Data for this task:

PR #1512, opened 2024-10-27
Ts drawer button

stwinkle:
I have created drawer buttons for the portal homepage to enhance the user experience. These buttons provide users with additional options and quick access to links for easy redirection.


stwinkle:
Output Image:
image

am-shakeel (approved):
Looks good

PR #1514, opened 2024-10-27
Send notification if the incident remains unassigned for more than 5 days

shreyawani98:
This UI Action button will notify the assignment group's manager if the incident is unassigned for more than 5 days, helping ensure timely assignment and resolution.


am-shakeel (changes requested):
var unassignedDuration = gs.daysAgo(current.sys_created_on);

Can you please check this line and let me know, what value you are expecting in "current.sys_created_on"

PR #1515, opened 2024-10-27
Improve incident handling

shreyawani98:
Suppose you want to gather data about incident resolution in your system. Specifically, you need to find the total number of incidents, the average time to resolution (in hours), and the number of incidents per assignment group. This information can help analyze the efficiency of different groups and improve incident handling.

This GlideAggregate example provides a consolidated view of incident resolution statistics, which can aid in optimizing group efficiency and improving response times.

It fetches total counts, average resolution time, and group-specific counts.
Logs the total number of resolved incidents and the average resolution time.
For each assignment group, it logs the group’s sys_id and the corresponding incident count.


kmxo:
Since the state field is inherited from the Task table and it is an Integer, I believe it would be better to try something like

Task prompt: What lines of the preceding data include the string "current"? Pull them out.

Solved problem:
var unassignedDuration = gs.daysAgo(current.sys_created_on);
Can you please check this line and let me know, what value you are expecting in "current.sys_created_on"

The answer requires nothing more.